According to 'ageofconsent.com', as of 2002 the age of legal consent in New York is 17 for male-female, male-male and female-female sex.

That guy is breaking the law with his girlfriend, but not with your daughter.  It shouldn't be too hard for you to find somebody in government to make his life miserable.

To other avenues to explore...

One, how does your daughter feel about these people?  Will she respect your wishes and avoid them, cut off all contact?  Or is that a whole 'nother set of concerns?

Two, you may want to bring three hard-looking friends and have a quick face-to-face with the 20 year old who is soliciting your daughter for a three-way.  Make it very clear that, law or no, he is to stay the hell away from you and yours.  Make it clear you know where he lives, where he works, and which parts of the body hurt the most to hit.  Don't threaten.  Don't hit.  Don't yell.  Just calmly imply that this is a road he wants no part of walking down.

Just my two cents.


----------



## terryl965 (Sep 6, 2007)

bydand said:


> Personally I am not much of a prude, but in a situation like this; I would think a set of testes hanging off the mailbox post would serve as a warning for the next perv who should think about the same thing.:btg:
> 
> I too would have informed the police, if nothing more than to give them a heads up about a 20 year old man who is living with/sleeping with a 16 year old girl.


 

my feeling exactly


----------



## Flying Crane (Sep 6, 2007)

You might want to consider this a little differently.  If your daughter is truly of legal age of consent, then you might want to approach this with more finesse and less brawn.
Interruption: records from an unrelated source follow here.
Issue #1154, opened 2023-05-24
Reorganize test suite


bakpakin:
Janet's test suite is hard to navigate and disorganized. The coverage is fairly broad and good for catching most serious regressions, but it is not obvious where to put new tests - Better organization is needed in the long term.

One way would to be to break up the suites by module.

pepe:
I come to that organization in my codes.

tionis:
I also think that naming tests after modules would be very useful. (In general, so for spork too).
Every time I add a new test, I have to grep to find a fitting suite.

Perhaps an argument could be added to `jpm test` to specify which suite to execute. (Even though it brings no real benefit over janet test/some-module.janet` as far as I can see)

sogaiu:
To get some sense of what might be involved, I tried splitting `suite0000.janet` up.

[Here](https://github.com/sogaiu/janet/commit/2a34a10d971e25573edea3ec6838c38a2700a2ea) is a commit with an attempt.

Some things that happened:

* Changed `helper.janet` so it can work with a string instead of a number (`suite-name` instead of `suite-number`)
* Temporarily named new files `suite-<module-name>.janet` -- this was to work with the existing `Makefile`
* I tried to place tests in a file associated with what I guessed was the most relevant module (e.g. `not` is actually defined in `math.c` so [this line](https://github.com/janet-lang/janet/blob/909c9060809303ddb4533cf841f51e7b8694e266/test/suite0000.janet#L63) and [this line](https://github.com/janet-lang/janet/blob/909c9060809303ddb4533cf841f51e7b8694e266/test/suite0000.janet#L65) end up in `suite-math.janet`) -- but see below for more on these lines.
* Some tests that had lines interleaved got split up -- e.g. there were [some lines for structs and tables that were together](https://github.com/janet-lang/janet/blob/909c9060809303ddb4533cf841f51e7b8694e266/test/suite0000.janet#L313-L328), but as a test (no pun intended), I moved one set of lines to a file for structs and the remaining set of lines to a file for tables
* Changed some names (e.g. [here](https://github.com/janet-lang/janet/blob/909c9060809303ddb4533cf841f51e7b8694e266/test/suite0000.janet#L227) the name `merge` is used, but I think this could potentially shadow an actual use of the built-in `merge` at some point so it seemed better to rename for future-proofing) [1]
[...]

PR #1162, opened 2023-05-27
Reorganize tests

sogaiu:
This is a draft PR related to #1154.

I'll start by saying that I'm fine with this just being an ingredient in figuring out a better organization for tests.  Please don't hesitate to give critical feedback -- the goal of a better test organization is most important here IMO and not the merging of this particular PR.

Now that that's out of the way...

This PR includes the following changes:

* Moved tests out from the `suite00XY.janet` files into `suite-<module>.janet` files, where `<module>` is a name from a file living in `src/core` (no extension), like: `string`, `buffer`, etc.  Two exceptions to this are:
    * `suite-boot.janet` - contains tests most closely associated with `boot.janet`
    * `suite-unknown.janet` - contains tests I did not succeed in fitting in elsewhere (around 5% (c. 60) of the 1858 tests [1])
* `helper.janet` has been modified so that `start-suite` can take a string and further it doesn't require an argument -- `(start-suite)` is enough (see [here](https://github.com/janet-lang/janet/issues/1154#issuecomment-1562512858) for more details).
* A large number of the tests [2] have been annotated with commit hashes (and in a smaller number of cases issue numbers as well) so it's possible to mostly figure out which commit added a test or at least was the origin of a grouping of tests.  This should be helpful in assessing whether a test really belongs in the file it has been put in and further, the remaining ones in `suite-unknown.janet` should be easier to review if there is a desire to move them elsewhere [3].
* Removed all of the `suite00XY.janet` files.
* Changed the names of some identifiers to prevent potential shadowing built-in names (e.g. `merge` -> `merge-sort`)
* Updated some description strings that seemed off
* Tweaked some tests that seemed off
* Changed some formatting (e.g. line lengths) to make comparison easier

I verified the number of tests (at least the `assert`-like ones) did not change via a script that parsed the output of `make test` [4].

---

[1] At the time of writing I (or my janet script) counted 1858 assert-like tests using `helper.janet`.  There are some things in the test files that are not wrapped in `assert`-like forms which I believe will cause testing to stop if those forms / expressions are not successfully evaluated, so such things are "tests" in some sense, even if they don't contribute to the overall count.  I don't think there are that many though.

[2] I want to say "nearly all", but I didn't count :)

[3] Having issue numbers is really handy for establishing a connection between a test and relevant context.  I might try more often to file issues before making PRs (if there isn't already a relevant issue).

[4] It actually caught some that went missing when I tried to split out the network-related stuff from the ev-related tests.  I didn't figure out what was going on there so the net tests still live together with the ev ones.


zevv:
I notice git has been able to figure out the history for some of the split-off files, but the majority of the lines (82%) is now attributed to your commit 0eeab4a62. Is this something we would care about?

sogaiu:
> I notice git has been able to figure out the history for some of the split-off files, but the majority of the lines (82%) is now attributed to your commit https://github.com/janet-lang/janet/commit/0eeab4a62cce78978aac47d748d4eaf073bee528. Is this something we would care about?

I care :)

I think I tracked dow a fair number of the tests, but as this was a manual effort and tests had moved around and merged (before I got to them), it's likely I have missed some / gotten some wrong.  May be there's a more error-free way...

Please don't hold back!

bakpakin:
Looks pretty good, thanks for all of the work!

One cool feature to have, especially now that we have feature specific suites, is to run testing when certain features are disabled - for example, to be able to run `make test` and pass, even if FFI is disabled. Ideally have something that prints a "Skipped suite-ffi" message to stderr but passes so that we can run run testing on mimimized implementations. Currently, we only do compilation testing on small builds which has been less than fun for porters to limited platforms (Nintendo switch, I think there was also an Amiga port).

Something like:

```
...
(start-suite)

(feature-gate 'ffi/context)
...
```
Which would encapsulate this logic.

sogaiu:
Thanks for taking a look.

I've pushed [a commit](https://github.com/janet-lang/janet/pull/1162/commits/f3beb6bdee64edb58b30a4940425a126c0081cba) with a sketch of `feature-gate` and supporting bits.

With those changes, and putting:

```c
#define JANET_NO_FFI
#define JANET_NO_FFI_JIT
```

in `src/conf/janetconf.h`, some of the `make test` output is:

```
Starting suite ev...
Finished suite ev in 0.300 seconds - 495 of 495 tests passed.
Starting suite ffi...
Skipping suite ffi.
Starting suite inttypes...
Finished suite inttypes in 0.005 seconds - 87 of 87 tests passed.
```

---

Regarding other suites...

IIUC, the above `feature-gate` arrangement works for `ffi` partly because essentially each of the tests in `suite-ffi.janet` is wrapped in `(compwhen has-ffi ...)` (where `has-ffi` was defined as `(def has-ffi (dyn 'ffi/native))`).

Almost all of the rest of the tests in the other `suite-*.janet` files doesn't use `compwhen` ATM.

`suite-intypes.janet` (in its current form) is a specific example where the `feature-gate` construct won't work with `#define JANET_NO_INT_TYPES` because syntactically top-level `int/s64` / `int/u64` would not be available (at compilation time) and none of the test content accounts for that.

So to run testing when certain features are disabled in `suite-inttypes.janet` and elsewhere, would it work to just wrap most of the content of the suite file in a single appropriate `compwhen`?

Since `compwhen` upscopes anyway, it seems like this could work -- I think this sort of thing is done in parts of `boot.janet`.  May be this wouldn't require an explicit `feature-gate` construct either.

With that approach I was able to get `suite-inttypes.janet` to cooperate.

sogaiu:
I've removed the `feature-gate` bits and rebased.

Number of tests increased by 1 compared to previously because a new one was added in https://github.com/janet-lang/janet/commit/4782a76bcab1d6ad6af4a1bc821d6b3604d5300b.

sogaiu:
Rebased onto 644ac8caf8e8a1fa5b91d1827769c99d8009d37a.

sogaiu:
Looks like there are some more changes to incorporate :)

sogaiu:
Ok, made an attempt to incorporate changes up through 5de889419ff26b710b706958bf99e180d084f564.

(Note to self: consider using stacked git next time :) )

sogaiu:
Updated to include changes through e97299f.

If she is of legal age, the choice ultimately comes down to her, whether you like it or not.  The more iron-fisted you are about it, the more she may decide to go for it, just to spite you, even if she might have chosen otherwise.  Teenagers are just that way, sometimes.  I don't know what your relationship with your daughter is like, so I'm not trying to imply anything.  I'm just saying it's something you shouldn't forget.  I remember what it was like to be a teenager and have a pair of good-hearted killjoy parents who drove me nuts and always seemed like they were in the way.  You probably remember it too. 

I would suggest you keep an open dialog with your daughter, and not try to dictate anything to her and don't show a lot of harsh judgement.  You can make your feelings on the subject known very clearly, but if she feels she is being pushed, she may push back.  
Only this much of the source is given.